Different Layer, Different Abstraction
Red Flag: Pass-Through Method
A pass-through method is one that does nothing except pass its arguments to another method, usually with the same API as the pass-through method. This typically indicates that there is not a clean division of responsibility between the classes.
Conclusion
Each piece of design infrastructure added to a system, such as an interface, argument, function, class, or definition, adds complexity, since developers must learn about this element. In order for an element to provide a net gain against complexity, it must eliminate some complexity that would be present in the absence of the design element. Otherwise, you are better off implementing the system without that particular element. For example, a class can reduce complexity by encapsulating functionality so that users of the class needn’t be aware of it.
The “different layer, different abstraction” rule is just an application of this idea: if different layers have the same abstraction, such as pass-through methods or decorators, then there’s a good chance that they haven’t provided enough benefit to compensate for the additional infrastructure they represent. Similarly, pass-through arguments require each of several methods to be aware of their existence (which adds to complexity) without contributing additional functionality.
Pull Complexity Downwards
As a module developer, you should strive to make life as easy as possible for the users of your module, even if that means extra work for you. Another way of expressing this idea is that it is more important for a module to have a simple interface than a simple implementation.

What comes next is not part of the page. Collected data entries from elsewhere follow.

PR #5305, opened 2018-10-08
libp2p refactoring - get rid of PeerCapability and its descendants

gumb0:
This is mostly moving things around with the goal of handling all network messages in `HostCapability`-derived classes instead of `PeerCapability`-derived classes.

## Overview of what changed
Before:
- `Host` has a list of `shared_ptr<HostCapabilityFace>`s - capabilities supported by the client
- The client implements `HostCapabilityFace` and `PeerCapability` interfaces to support some devp2p subprotocol
- When the new peer connects, libp2p asks `HostCapabilityFace` implementation to create a new instance of `PeerCapability` implementation class
- Each `Session` (corresponding to each peer we're connected to) has a different list of `shared_ptr<PeerCapability>`s - subprotocols through which we communicate with this peer.

After:
- `Host` has a list of `shared_ptr<HostCapabilityFace>`s - capabilities supported by the client
- The client implements `HostCapabilityFace` interface to support some devp2p subprotocol; this implementation uses `CapabilityHostFace` interface to interact with libp2p library
- When the new peer connects, libp2p calls `HostCapabilityFace::onConnect()`
- Each `Session` has a list of `shared_ptr<HostCapability>`s.

## More details of what went where
- `PeerCapability` data members (offset and enabled flag) are now stored in `Session`;
- `SessionFace` is not a part of public interface anymore, capability implementations use the methods of `CapabilityHostFace` instead of accessing session directly;
- `EthereumPeer` instances are created by `EthereumHost` and stored in the map `EthereumHost::m_peers`;
- Handling messages went from `EthereumPeer::interpretCapabilityPacket` to `EthereumHost::interpretCapabilityPacket`
- `BlockChainSync` keeps track of connected peers with sets of `NodeID`s instead of `weak_ptr<EthereumPeer>`s;
- `WarpPeerCapability` data members are now in `WarpPeerStatus` struct, stored in the map `WarpHostCapability::m_peers`;
- Methods for sending messages `WarpPeerCapability::request...` are now in `WarpHostCapability`;
- Handling messages went from `WarpPeerCapability::interpretCapabilityPacket` to `WarpHostCapability::interpretCapabilityPacket`;
- In general, instead of passing around `EtherereumPeer`/ `WarpPeerCapability` peers are referred to by their `NodeID` only;
- Iterating over peers ordered by rating moved from `EthereumHost::foreachPeer` to `Host::forEachPeer`, now accessible to any capability implementation.

## Next steps
In the next simple PR I want to rename

- `HostCapabilityFace` -> `CapabilityFace` (then there'll be less confusion with `CapabilityHostFace`)
- `EthereumHost` -> `EthereumCapability`
- `WarpHostCapability` -> `WarpCapability`

In the next not-so-simple PR I have to rethink the thread-safety of `EthereumHost` and `WarpHostCapability` classes, because now it actually got worse (`EthereumHost::m_peers` and `WarpHostCapability::m_peers` are containers accessed from several threads.)
I want to get rid of additional threads created by these classes (i.e. don't derive them from `Worker`) and instead introduce the method for scheduling any callback execution from network handling thread. This way all the work in these classes, including "background" work, will be done from the single thread.

### DIFF
--- a/libp2p/Host.cpp
+++ b/libp2p/Host.cpp
@@ -1041,7 +1041,7 @@ void Host::forEachPeer(
             std::vector<CapDesc> capabilities = s->capabilities();
             for (auto const& cap : capabilities)
                 if (cap.first == _capabilityName)
-                    sessions.push_back(s);
+                    sessions.emplace_back(std::move(s));
         }
 
     // order peers by rating, connection age
@@ -1053,7 +1053,7 @@ void Host::forEachPeer(
     };
     std::sort(sessions.begin(), sessions.end(), sessionLess);
 
-    for (auto s : sessions)
+    for (auto const& s : sessions)
         if (!_f(s->id()))
             return;
 }


gumb0:
Also need to think how to improve the test coverage, it seems very poor.

gumb0:
Added to the top comment a short intro to how it worked vs how it works now.

libethereum/BlockChainSync.cpp
```diff
@@ -819,18 +812,18 @@ void BlockChainSync::onPeerNewBlock(std::shared_ptr<EthereumPeer> _peer, RLP con
     case ImportResult::FutureTimeUnknown:
     case ImportResult::UnknownParent:
     {
-        _peer->m_unknownNewBlocks++;
-        if (_peer->m_unknownNewBlocks > c_maxPeerUknownNewBlocks)
+        m_host.incrementPeerUnknownNewBlocks(_peerID);
+        if (m_host.peerStatus(_peerID).m_unknownNewBlocks > c_maxPeerUknownNewBlocks)
```
chfast: If used this way, the `m_` prefix should be removed from `m_unknownNewBlocks`.

libethereum/BlockChainSync.cpp
```diff
@@ -819,18 +812,18 @@ void BlockChainSync::onPeerNewBlock(std::shared_ptr<EthereumPeer> _peer, RLP con
     case ImportResult::FutureTimeUnknown:
     case ImportResult::UnknownParent:
     {
-        _peer->m_unknownNewBlocks++;
-        if (_peer->m_unknownNewBlocks > c_maxPeerUknownNewBlocks)
+        m_host.incrementPeerUnknownNewBlocks(_peerID);
```
chfast: This is quite different style than the next line where a filed of peer status struct is accessed directly.

libethereum/BlockChainSync.cpp
```diff
@@ -908,9 +902,8 @@ void BlockChainSync::onPeerNewHashes(std::shared_ptr<EthereumPeer> _peer, std::v
     for (auto const& p: _hashes)
     {
         h256 const& h = p.first;
-        _peer->addRating(1);
-        DEV_GUARDED(_peer->x_knownBlocks)
-            _peer->m_knownBlocks.insert(h);
+        m_host.capabilityHost().addRating(_peerID, 1);
```
chfast: Maybe rename `addRating` to `updateRating`?

libethereum/BlockChainSync.cpp
```diff
@@ -935,7 +928,7 @@ void BlockChainSync::onPeerNewHashes(std::shared_ptr<EthereumPeer> _peer, std::v
     if (unknowns > 0)
     {
         LOG(m_loggerDetail) << "Not syncing and new block hash discovered: syncing.";
-        syncPeer(_peer, true);
+        syncPeer(_peerID, true);
```
chfast: (finished here)

libethereum/BlockChainSync.cpp
gumb0: Good point, I think I'll make a class out of `EthereumPeerStatus`

halfalicious:
Should we start changing all instances of "cpp-ethereum" to "Aleth" in the licensing comments?

halfalicious:
> This is mostly moving things around with the goal of handling all network messages in `HostCapability`-derived classes instead of `PeerCapability`-derived classes.

Naive question from someone who isn't familiar with these classes (yet) - what is the benefit of this work?

libethereum/EthereumHost.h
```diff
@@ -51,20 +51,95 @@ class TransactionQueue;
...
+struct EthereumPeerStatus
+{
+    /// What, if anything, we last asked the other peer for.
+    Asking m_asking = Asking::Nothing;
+    /// When we asked for it. Allows a time out.
+    std::atomic<time_t> m_lastAsk;
+    /// Peer's protocol version.
+    unsigned m_protocolVersion;
+    /// Peer's network id.
+    u256 m_networkId;
```
chfast: What is this?

libethereum/EthereumHost.h
```diff
@@ -51,20 +51,95 @@ class TransactionQueue;
...
+    /// These are determined through either a Status message or from NewBlock.
+    /// Peer's latest block's hash that we know about or default null value if no need to sync.
+    h256 m_latestHash;
+    /// Peer's latest block's total difficulty.
+    u256 m_totalDifficulty;
+    h256 m_genesisHash;            ///< Peer's genesis hash
+    /// Protocol version this peer supports received as capability
+    u256 m_peerCapabilityVersion;
```
chfast: Probably can be smaller type.

libp2p/Host.cpp
```diff
@@ -238,26 +240,26 @@ bool Host::isRequiredPeer(NodeID const& _id) const
 void Host::startPeerSession(Public const& _id, RLP const& _rlp, unique_ptr<RLPXFrameCoder>&& _io, std::shared_ptr<RLPXSocket> const& _s)
 {
     // session maybe ingress or egress so m_peers and node table entries may not exist
-    shared_ptr<Peer> p;
+    shared_ptr<Peer> peer;
     DEV_RECURSIVE_GUARDED(x_sessions)
     {
         if (m_peers.count(_id))
-            p = m_peers[_id];
+            peer = m_peers[_id];
```
chfast: Can't you use find() here?

libp2p/Host.cpp
```diff
@@ -315,33 +317,39 @@ void Host::startPeerSession(Public const& _id, RLP const& _rlp, unique_ptr<RLPXF
...
+        m_sessions[_id] = session;
+
         unsigned offset = (unsigned)UserPacket;
 
         // todo: mutex Session::m_capabilities and move for(:caps) out of mutex.
-        for (auto const& i: caps)
+        for (auto const& capDesc : caps)
         {
-            auto pcap = m_capabilities[i];
+            auto pcap = m_capabilities[capDesc];
```
chfast: This will fill the map with unknown capabilities. Use find().

libp2p/Host.cpp
```diff
@@ -1020,14 +1028,30 @@ bool Host::addNodeToNodeTable(Node const& _node, NodeTable::NodeRelation _relati
...
     for (auto const& i : m_sessions)
         if (std::shared_ptr<SessionFace> s = i.second.lock())
-            if (s->capabilities().count(std::make_pair(_name, _version)))
-                ret.push_back(make_pair(s, s->peer()));
-    return ret;
+        {
+            std::vector<CapDesc> capabilities = s->capabilities();
+            for (auto const& cap : capabilities)
+                if (cap.first == _capabilityName)
+                    sessions.push_back(s);
```
```suggestion
                    sessions.emplace_back(std::move(s));
```

libp2p/Host.cpp
```diff
@@ -1020,14 +1028,30 @@ bool Host::addNodeToNodeTable(Node const& _node, NodeTable::NodeRelation _relati
...
+    // order peers by rating, connection age
+    auto sessionLess = [](std::shared_ptr<SessionFace> const& _left,
+                           std::shared_ptr<SessionFace> const& _right) {
+        return _left->rating() == _right->rating() ?
+                   _left->connectionTime() < _right->connectionTime() :
+                   _left->rating() > _right->rating();
+    };
+    std::sort(sessions.begin(), sessions.end(), sessionLess);
+
+    for (auto s : sessions)
```
```suggestion
    for (auto const& s : sessions)
```

gumb0:
> Naive question from someone who isn't familiar with these classes (yet) - what is the benefit of this work?

@halfalicious The benefit is making the library interface cleaner and simpler (with a prospect of potentially making it a stand-alone library); which should result in making it easier to reason about the code of both the library itself and the code using it; and make further modifications easier.

libethereum/EthereumHost.h
gumb0: Network ID that the peer sends us in eth Status message

libethereum/BlockChainSync.cpp
gumb0: Unfortunately we don't have any convention about capitalizing abbreviations in the names, so both ways can be found in the code

libethereum/BlockChainSync.cpp
gumb0: done

libethereum/EthereumHost.h
gumb0: In general it comes from devp2p handshake protocol where capability version can be any positive integer, so probably I'd keep it as `u256` in libp2p interface, but I guess for eth implementation we can narrow it here.

gumb0: Actually there's no much sense it saving it (it is always 63 now), so I removed it.

libp2p/Host.cpp
gumb0: fixed

gumb0:
@chfast all issues addressed now

gumb0:
Rebased.

PR #5310, opened 2018-10-10
Trying to fix running tests on AppVeyor

gumb0:


scripts/tests.bat
```diff
@@ -32,9 +32,8 @@ if "%TESTS%"=="On" (
 
     REM Copy the DLLs into the test directory which need to be able to run.
     cd %APPVEYOR_BUILD_FOLDER%\build\test\%CONFIGURATION%
-    copy %APPVEYOR_BUILD_FOLDER%\build\evmjit\libevmjit\%CONFIGURATION%\evmjit.dll .
     copy "C:\Program Files (x86)\Microsoft Visual Studio 14.0\VC\redist\x86\Microsoft.VC140.CRT\msvc*.dll" .
-    copy %ETHEREUM_DEPS_PATH%\win64\bin\OpenCl.dll .
+    copy %APPVEYOR_BUILD_FOLDER%\build\libaleth-interpreter\%CONFIGURATION%\aleth-interpreter.dll .
```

Thus, you should avoid configuration parameters as much as possible. Before exporting a configuration parameter, ask yourself: “will users (or higher-level modules) be able to determine a better value than we can determine here?” When you do create configuration parameters, see if you can provide reasonable defaults, so users will only need to provide values under exceptional conditions. Ideally, each module should solve a problem completely; configuration parameters result in an incomplete solution, which adds to system complexity.
Better Together Or Better Apart?
One of the most fundamental questions in software design is this: given two pieces of functionality, should they be implemented together in the same place, or should their implementations be separated?
Red Flag: Repetition
If the same piece of code (or code that is almost the same) appears over and over again, that’s a red flag that you haven’t found the right abstractions.